Destroyed In Seconds ^new^ ❲2K❳

The awareness that things can be destroyed in seconds sharpens the value of the present moment. The engineer who builds a bridge knows about wind shear; she adds redundant cables. The entrepreneur who stores data knows about fires; he implements the 3-2-1 backup rule (three copies, two media types, one offsite). The spouse who values the marriage never goes to bed angry, because she knows the next argument might be the last.

StartCoroutine(BurstDamage(damageable)); destroyed in seconds

Psychologists call this pre-traumatic stress . We spend more time worrying about the 3-second car accident (which has a low probability) than the 30-year sedentary lifestyle (which has a high probability of killing us). The brain prioritizes speed of destruction over magnitude of destruction.
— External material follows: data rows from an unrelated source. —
PR #2472, opened 2025-05-09
STCOM-1442 itemToView bug.

JohnC-80:
## WIP for [STCOM-1442](https://folio-org.atlassian.net/browse/STCOM-1442)

Cleanup needed... already improved behavior in the storybook item-to-view story.

## Approach thus far:
1) previous item capturing was done from `event.target` rather than 'item' aka 'row'. Sometimes `target` might be a `<Checkbox>` that's aligned middle, so measurements are different from expected.

2) previous item capturing happened on focus. While this is fine when a row is selected, it's awkward because it won't happen again while the row is focus - and interactions like checkbox checks and stuff can happen again in the focus state, so the item capture wouldn't be updated correctly.

### DIFF
--- a/lib/MultiColumnList/MCLRenderer.js
+++ b/lib/MultiColumnList/MCLRenderer.js
@@ -662,7 +662,7 @@ class MCLRenderer extends React.Component {
       }
 
       if (!virtualize && columns.length === Object.keys(stateColumnWidths).length) {
-        this.scrollToItemToView();
+        // this.scrollToItemToView();
       }
 
       // update header row and check for vertical scrollbar...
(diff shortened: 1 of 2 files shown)


lib/MultiColumnList/MCLRenderer.js
```diff
@@ -1881,6 +1896,24 @@ class MCLRenderer extends React.Component {
...
+      this.itemToView = {
+        selector: `[aria-rowindex="${rowIndex}"]`,
+        localClientTop: rowRect.top - mclRect.top,
+      };
+      this.itemToViewIsStale = false;
+      if (this.props.onMarkPosition) {
+        this.props.onMarkPosition(this.itemToView);
+      }
+    }
+  }
```
zburke: It would be helpful to have a header comment explaining (a) what this function does and (b) why it needs to do that work.

zburke (approved):
LGTM. Comments on new and updated functions would be a welcome addition. This stuff is pretty arcane and it's not immediately obvious what all the calculations do or why they are necessary.

PR #295, opened 2021-11-29
Make sure a mvm is properly stopped

### LINKED ISSUE #225: Snapshots sometimes not properly cleaned on delete
**What happened:**
Occasionally on a delete, `containerd` fails to remove a device.

```
msg="failed to remove device" error="failed to deactivate device \"dev-thinpool-snap-2\": failed to deactivate device: device or resource busy"
```

I have seen this in CI and pretty consistently locally.

In CI ([link](https://github.com/weaveworks/flintlock/runs/4123046102?check_suite_focus=true)) the tests eventually failed while checking that the PID was no longer running after delete. (Another instance of that happening [here](https://github.com/weaveworks/flintlock/runs/4184458494?check_suite_focus=true))

Locally the test does not fail sometimes (it does fail more often than not), but the device still remains.

The reconciliation does make some attempt to clean up, but in the case of the local "leak", even though the mVM eventually died, the device stayed.

On a delete we should ensure that everything is gone.

**How to reproduce it:**

- Start containerd
- Start flintlock
- Create mvm: `./hack/scripts/send.sh -m CreateMicroVM`
- Get it `./hack/scripts/send.sh -m GetMicroVM`
- Delete it : `./hack/scripts/send.sh -m DeleteMicroVM`
- Observe the logs from containerd:
   ```
   WARN[2021-11-26T12:23:06.066934932Z] failed to deactivate device, retrying... (10 of 100)  error="device or resource busy"
   WARN[2021-11-26T12:23:55.593179253Z] failed to deactivate device, retrying... (20 of 100)  error="device or resource busy"
   etc ...
   ```
- Get the mvm again: `./hack/scripts/send.sh -m GetMicroVM`
- See that it fails, because according to flintlock the mvm is gone
- Look for the firecracker process: `ps aux | grep fire`
- See that it is not, in fact, gone
- Kill the pid: `sudo kill -9 <pid>`
- See that now the logs continue and containerd is fine, the mvm is actually deleted

**Environment:**

- flintlock version:

souleb:
Signed-off-by: Soule BA <soule@weave.works>

kind/bug

If implemented this will add a wait command to make sure a mvm is
stopped before resuming the deletion plan.

Fixes #225

**Checklist**:

- [ ] includes documentation
- [x] adds unit tests

### DIFF
--- a/infrastructure/firecracker/provider.go
+++ b/infrastructure/firecracker/provider.go
@@ -5,6 +5,7 @@ import (
 	"errors"
 	"fmt"
 	"syscall"
+	"time"
 
 	"github.com/sirupsen/logrus"
 	"github.com/spf13/afero"
@@ -25,22 +26,26 @@ type Config struct {
 	StateRoot string
 	// RunDetached indicates that the firecracker processes should be run detached (a.k.a daemon) from the parent process.
 	RunDetached bool
+	// DeleteVMTimeout is the timeout to wait for the microvm to be deleted.
+	DeleteVMTimeout time.Duration
 }
 
 // New creates a new instance of the firecracker microvm provider.
 func New(cfg *Config, networkSvc ports.NetworkService, fs afero.Fs) ports.MicroVMService {
 	return &fcProvider{
-		config:     cfg,
-		networkSvc: networkSvc,
-		fs:         fs,
+		config:          cfg,
+		networkSvc:      networkSvc,
+		fs:              fs,
+		deleteVMTimeout: cfg.DeleteVMTimeout,
 	}
 }
 
 type fcProvider struct {
 	config *Config
 
-	networkSvc ports.NetworkService
-	fs         afero.Fs
+	networkSvc      ports.NetworkService
+	fs              afero.Fs
+	deleteVMTimeout time.Duration
 }
 
 // Capabilities returns a list of the capabilities the Firecracker provider supports.
@@ -105,6 +110,14 @@ func (p *fcProvider) Delete(ctx context.Context, id string) error {
 
 	if sigErr := process.SendSignal(pid, syscall.SIGHUP); sigErr != nil {
 		return fmt.Errorf("failed to terminate with SIGHUP: %w", err)
+	}
+
+	ctxTimeout, cancel := context.WithTimeout(ctx, p.deleteVMTimeout)
+	defer cancel()
+
+	// Make sure the microVM is stopped.
+	if err := process.WaitWithContext(ctxTimeout, pid); err != nil {
+		return fmt.Errorf("failed to wait for pid %d: %w", pid, err)
 	}
 
 	logger.Info("deleted microvm")
--- a/internal/command/run/run.go
+++ b/internal/command/run/run.go
@@ -68,6 +68,7 @@ func NewCommand(cfg *config.Config) (*cobra.Command, error) {
 
 	cmd.Flags().StringVar(&cfg.StateRootDir, "state-dir", defaults.StateRootDir, "The directory to use for the as the root for runtime state.")
 	cmd.Flags().DurationVar(&cfg.ResyncPeriod, "resync-period", defaults.ResyncPeriod, "Reconcile the specs to resynchronise them based on this period.")
+	cmd.Flags().DurationVar(&cfg.DeleteVMTimeout, "deleteMicroVM-timeout", defaults.DeleteVMTimeout, "The timeout for deleting a microvm.")
 
 	return cmd, nil
 }
--- a/internal/config/config.go
+++ b/internal/config/config.go
@@ -40,4 +40,6 @@ type Config struct {
 	ResyncPeriod time.Duration
 	// MaximumRetry defined how many times we retry if reconciliation failed.
 	MaximumRetry int
+	// DeleteVMTimeout defines the timeout for the delete vm operation.
+	DeleteVMTimeout time.Duration
 }
--- a/pkg/defaults/defaults.go
+++ b/pkg/defaults/defaults.go
@@ -48,6 +48,9 @@ const (
 	// ResyncPeriod is the default resync period duration.
 	ResyncPeriod time.Duration = 10 * time.Minute
 
+	// DeleteVMTimeout is the default timeout for deleting a microvm.
+	DeleteVMTimeout time.Duration = 10 * time.Second
+
 	// DataDirPerm is the permissions to use for data folders.
 	DataDirPerm = 0o755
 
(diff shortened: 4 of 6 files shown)


internal/config/config.go
```diff
@@ -40,4 +40,6 @@ type Config struct {
 	ResyncPeriod time.Duration
 	// MaximumRetry defined how many times we retry if reconciliation failed.
 	MaximumRetry int
+	// Timeout defines the general timeout for the reconciliation.
+	Timeout time.Duration
```
yitsushi, line 44: Can we add a more descriptive name for that? Reading in the `internal/config` package "Timeout" feels like "timeout for what?"

pkg/defaults/defaults.go
```diff
@@ -48,6 +48,8 @@ const (
 	// ResyncPeriod is the default resync period duration.
 	ResyncPeriod time.Duration = 10 * time.Minute
 
+	Timeout time.Duration = 10 * time.Second
```
yitsushi, line 51: Same, I don't think we are using any "global" timeout value.

yitsushi (commented):
I'm not sure we want to wait for the vm to start, if it did not start, next reconciliation loop (and later supervisor) will catch it. We had a similar discussion about it with @richardcase before.

@richardcase : can you take a look at this PR and share your thoughts?

infrastructure/firecracker/provider.go
```diff
@@ -25,6 +26,8 @@ type Config struct {
 	StateRoot string
 	// RunDetached indicates that the firecracker processes should be run detached (a.k.a daemon) from the parent process.
 	RunDetached bool
+	// Timeout is the timeout for the firecracker process operations.
+	Timeout time.Duration
```
richardcase, line 30: Following on from @yitsushi comment, perhaps this should be a more specific `ShutdownTimeout` or something similar.

internal/command/run/run.go
```diff
@@ -68,6 +68,7 @@ func NewCommand(cfg *config.Config) (*cobra.Command, error) {
 
 	cmd.Flags().StringVar(&cfg.StateRootDir, "state-dir", defaults.StateRootDir, "The directory to use for the as the root for runtime state.")
 	cmd.Flags().DurationVar(&cfg.ResyncPeriod, "resync-period", defaults.ResyncPeriod, "Reconcile the specs to resynchronise them based on this period.")
+	cmd.Flags().DurationVar(&cfg.Timeout, "timeout", defaults.Timeout, "The general timeout for the reconciliation.")
```
richardcase, line 71: Again.....best to make this a specific timeout instead of a generalised one.

pkg/defaults/defaults.go
richardcase: I agree, so this would become the default for the shutdown timeout

richardcase:
> I'm not sure we want to wait for the vm to start, if it did not start, next reconciliation loop (and later supervisor) will catch it. We had a similar discussion about it.

Yes i don't think we need to wait for it to start. We just want to give the process time to gracefully stop, and then kill it if not. We may need timeouts in other scenarios in the future,  so overall i think we should have timeout flags that are specific to a usage (i.e. vm shutdown timeout).

pkg/process/process_test.go
```diff
@@ -0,0 +1,96 @@
+package process
```
Callisto13, line 1: this should be:
```suggestion
package process_test
```

pkg/process/process_test.go
```diff
@@ -0,0 +1,96 @@
...
+	}
+
+	//release the pid
+	p.Wait()
+
+	//check if process exists
+	exists, err := Exists(p.Process.Pid)
+	if err != nil {
+		t.Error("error while retrieving process: %w", err)
+	}
```
Callisto13, line 31: gomega matchers here (and everywhere) please:
```suggestion
	g.Expect(err).NotTo(HaveOccurred())
```

pkg/process/process_test.go
```diff
@@ -0,0 +1,96 @@
...
+
+	if exists {
+		t.Error("process still exists")
+	}
```
Callisto13, line 35:
```suggestion
	g.Expect(exists).To(BeFalse())
```

pkg/process/process_test.go
```diff
@@ -0,0 +1,96 @@
...
+
+func TestWaitWithContext(t *testing.T) {
+	testCases := []struct {
+		name          string
+		command       []string
+		timeout       int
+		expectedError string
+	}{
+		{
+			name:          "wait on a process that exists",
```
Callisto13, line 46:
```suggestion
			name:          "wait on a process that exists, should succeed",
```

pkg/process/process_test.go
```diff
@@ -0,0 +1,96 @@
...
+			command:       []string{"sleep", "10"},
+			timeout:       5,
+			expectedError: "",
+		},
+		{
+			name:          "wait on a process that does not exist",
```
Callisto13, line 52:
```suggestion
			name:          "wait on a process that does not exist, should error",
```

pkg/process/process_test.go
```diff
@@ -0,0 +1,96 @@
...
+
+			if err != nil {
+				if tc.expectedError != "" {
+					if err.Error() != tc.expectedError {
+						t.Errorf("unexpected error: %s", err)
+					}
+				} else {
+					t.Errorf("unexpected error: %s", err)
+				}
+			}
```
Callisto13, line 83:
```suggestion
			if tc.expectedError != "" {
				g.Expect(err).To(MatchError(tc.expectedError))
			} else {
			        g.Expect(err).NotTo(HaveOccurred())
			}
```

pkg/process/process.go
```diff
@@ -50,7 +51,7 @@ func SendSignal(pid int, sig os.Signal) error {
 		return fmt.Errorf("unable to find process (%d): %w", pid, err)
 	}
 
-	if err := proc.Signal(os.Interrupt); err != nil {
+	if err := proc.Signal(sig); err != nil {
```
Callisto13, line 54: ha! nice catch

Callisto13 (commented):
The code is tidy 🎉 , I just have commented on the tests to line them up with our practices.
I agree with what the others have said.

souleb:
> The code is tidy 🎉 , I just have commented on the tests to line them up with our practices. I agree with what the others have said.

I have slightly changed the test `TestWaitWithContext` because `on Unix system os.FindProcess() is always successful`

Callisto13 (dismissed):

souleb:
@Callisto13 do you mind approving, I just rebased.

richardcase (approved):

A piano falling from a 10th-story window in two seconds is more terrifying than a chronic illness that takes 20 years, even though the illness is statistically more dangerous. The awareness that things can be destroyed in

Why did this happen? A tiny oversight in aerodynamic design. One engineer ignored the wind. One calculation was rounded down. The lesson here is humbling: Whether it is a suspension bridge or a supply chain for a global retailer, the cascade from "functional" to "rubble" takes almost no time at all. The spouse who values the marriage never goes

The series is available on DVD across multiple volumes (Volume 1 through 5) through retailers like eBay .

Human brains are wired to notice and remember threats or failures more than consistent successes.